PROBLEM TO SOLVE
Report the count of lines with "func" in the data below, and no other words.

DATA IN THIS EXERCISE

PR #8191, opened 2022-03-18
fix: Use `latest` image tag when version is `untagged`. Fixes #8188

### LINKED ISSUE #8188: Broken manifests
## Checklist

 

* [X] Double-checked my configuration.
* [X] Tested using the latest version.
* [X] Used the Emissary executor.

I want to run hello-world and expect it to successfully complete

Instead when describing the pod I get "failed to resolve reference "quay.io/argoproj/argoexec:untagged"

### What version are you running?

I use the latest cluster-install manifests rolled out by argo-cd

This bug does not occur if I pin version to before the following commit [2b5e4a1d2df7877d9b7b7fbedd7136a125a39c8d](https://github.com/argoproj/argo-workflows/commit/2b5e4a1d2df7877d9b7b7fbedd7136a125a39c8d)

It would seem that the above commit broke the manifests.

## Diagnostics

```yaml
kind: Workflow
metadata:
  generateName: hello-world-
  labels:
  annotations:
      This is a simple hello world example.
      You can also run it in Python: https://couler-proj.github.io/couler/examples/#hello-world
spec:
  entrypoint: whalesay
  templates:
  - name: whalesay
    container:
      image: docker/whalesay:latest
      command: [cowsay]
      args: ["hello world"]
```

---

alexec:

Fixes #TODO

### DIFF
--- a/workflow/controller/config.go
+++ b/workflow/controller/config.go
@@ -102,7 +102,14 @@ func (wfc *WorkflowController) executorImage() string {
 	if v := wfc.Config.GetExecutor().Image; v != "" {
 		return v
 	}
-	return fmt.Sprintf("quay.io/argoproj/argoexec:" + argo.GetVersion().Version)
+	return fmt.Sprintf("quay.io/argoproj/argoexec:" + getImageTag())
+}
+
+func getImageTag() string {
+	if v := argo.GetVersion().Version; v != "untagged" {
+		return v
+	}
+	return "latest"
 }
 
 // executorImagePullPolicy returns the imagePullPolicy to use for the workflow executor


version.go
```diff
@@ -17,6 +17,15 @@ var (
 	gitTreeState = ""                     // determined from `git status --porcelain`. either 'clean' or 'dirty'
 )
 
+// ImageTag return the image tag.
+// GetVersion().Version adulterates the version making it useless as the image tag.
+func ImageTag() string {
+	if version != "untagged" {
```
terrytangyuan, line 23: This should be using `GetVersion()` otherwise it's always `"v0.0.0"`?

alexec: Nope. The value of `version` and other vars is set by build flags in the `Makefile`:

```
GIT_TAG               := $(shell git describe --exact-match --tags --abbrev=0  2> /dev/null || echo untagged)
...
VERSION               := latest
...
ifeq ($(RELEASE_TAG),true)
VERSION               := $(GIT_TAG)
endif
...
override LDFLAGS += \
  -X github.com/argoproj/argo-workflows/v3.version=$(VERSION) \
  -X github.com/argoproj/argo-workflows/v3.buildDate=${BUILD_DATE} \
  -X github.com/argoproj/argo-workflows/v3.gitCommit=${GIT_COMMIT} \
  -X github.com/argoproj/argo-workflows/v3.gitTreeState=${GIT_TREE_STATE}
...
go build -v -ldflags '${LDFLAGS} -extldflags -static' -o $@.exe ./cmd/argo
```

alexec: Learn more: https://www.digitalocean.com/community/tutorials/using-ldflags-to-set-version-information-for-go-applications

terrytangyuan (approved):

ANSWER FOR THIS EXERCISE
3